Calvin Chi

calvin.chi at berkeley dot edu



I am an applied scientist at Amazon Advertising, working on machine learning model development and deployment, from research papers to writing production code. I was a major contributor in the launch of Amazon Demand-side Platform's first deep learning system. My areas of applied research include semi-supervised learning, multitask learning, and modeled uncertainty.

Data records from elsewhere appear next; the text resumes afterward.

PR #406, opened 2022-06-10
CORE-5081: Upgrade to Kotlin 1.7.0.

chrisr3:
[Kotlin 1.7.0 has been released](https://blog.jetbrains.com/kotlin/2022/06/kotlin-1-7-0-released).

### DIFF
--- a/corda-api/build.gradle
+++ b/corda-api/build.gradle
@@ -21,13 +21,41 @@ dependencies {
         api project(':persistence')
         api project(':serialization')
 
-        api "javax.persistence:javax.persistence-api:$javaxPersistenceApiVersion"
-        api "net.corda.kotlin:kotlin-stdlib-jdk8-osgi:$kotlinVersion"
-        api "net.corda.kotlin:kotlin-stdlib-jdk7-osgi:$kotlinVersion"
-        api "org.osgi:osgi.annotation:$osgiVersion"
-        api "org.osgi:osgi.core:$osgiVersion"
-        api "org.osgi:org.osgi.service.component.annotations:$osgiScrAnnotationVersion"
-        api "org.slf4j:slf4j-api:$slf4jVersion"
+        api('javax.persistence:javax.persistence-api') {
+            version {
+                require javaxPersistenceApiVersion
+            }
+        }
+        api('net.corda.kotlin:kotlin-stdlib-jdk8-osgi') {
+            version {
+                require kotlinVersion
+            }
+        }
+        api('net.corda.kotlin:kotlin-stdlib-jdk7-osgi') {
+            version {
+                require kotlinVersion
+            }
+        }
+        api('org.osgi:osgi.annotation') {
+            version {
+                require osgiVersion
+            }
+        }
+        api('org.osgi:osgi.core') {
+            version {
+                require osgiVersion
+            }
+        }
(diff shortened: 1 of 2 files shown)


vkolomeyko:
We probably need to perform this sort of update of the following projects as well:
https://github.com/corda/corda-api
https://github.com/corda/corda-gradle-plugins
https://github.com/corda/corda-cli-plugin-host

chrisr3:
> We probably need to perform this sort of update of the following projects as well.

I am already updating `corda-api` and `corda-runtime-os`. However, any Corda Gradle plugin written in Kotlin will use Gradle's own version of Kotlin and not Corda's.

vkolomeyko:
Thank you @chrisr3 
As for upgrading https://github.com/corda/corda-cli-plugin-host project - @pmck91 could you raise a Jira for that so that we could prioritize?

vkolomeyko (dismissed):

gradle.properties
```diff
@@ -7,10 +7,10 @@ cordaProductVersion = 5.0.0
 # NOTE: update this each time this module contains a breaking change
 ## NOTE: currently this is a top level revision, so all API versions will line up, but this could be moved to
 ##   a per module property in which case module versions can change independently.
-cordaApiRevision = 112
+cordaApiRevision = KOTLIN17
```
vkolomeyko: Surely this cannot be right...

corda-api/build.gradle
```diff
@@ -21,13 +21,41 @@ dependencies {
...
-        api "javax.persistence:javax.persistence-api:$javaxPersistenceApiVersion"
-        api "net.corda.kotlin:kotlin-stdlib-jdk8-osgi:$kotlinVersion"
-        api "net.corda.kotlin:kotlin-stdlib-jdk7-osgi:$kotlinVersion"
-        api "org.osgi:osgi.annotation:$osgiVersion"
-        api "org.osgi:osgi.core:$osgiVersion"
-        api "org.osgi:org.osgi.service.component.annotations:$osgiScrAnnotationVersion"
-        api "org.slf4j:slf4j-api:$slf4jVersion"
+        api('javax.persistence:javax.persistence-api') {
+            version {
+                require javaxPersistenceApiVersion
```
vkolomeyko, line 26: I am assuming without this instruction, Kotlin 1.7 also causes JPA version to upgrade?

gradle.properties
chrisr3: It's WIP, so that `corda-runtime-os` can find artifacts in Artifactory to compile against :wink:.

corda-api/build.gradle
chrisr3: I am just making the version constraints _explicit_, so that we know precisely how Gradle will interpret them. There should be no functional change, although I was concerned that Gradle was using `strict` here instead of `require`.

gradle.properties
chrisr3: Now updated to 113 :grinning:

chrisr3:
This PR is intended to be a precursor to [corda-runtime-os#1426](https://github.com/corda/corda-runtime-os/pull/1426).

driessamyn (approved):
LGTM

mnesbit (approved):
OK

I completed my Ph.D. in Computational Biology at UC Berkeley in 2020, advised by Haiyan Huang and Lisa Barcellos, and supported by the NSF Graduate Research Fellowship. My graduate work was at the intersection of applied machine learning and epidemiology/pharmacogenomics, which is summarized by this dissertation.

My graduate coursework was focused on the areas of statistics and computer science, where I studied optimization, algorithms, theoretical statistics, machine learning, computer vision, NLP, and reinforcement learning.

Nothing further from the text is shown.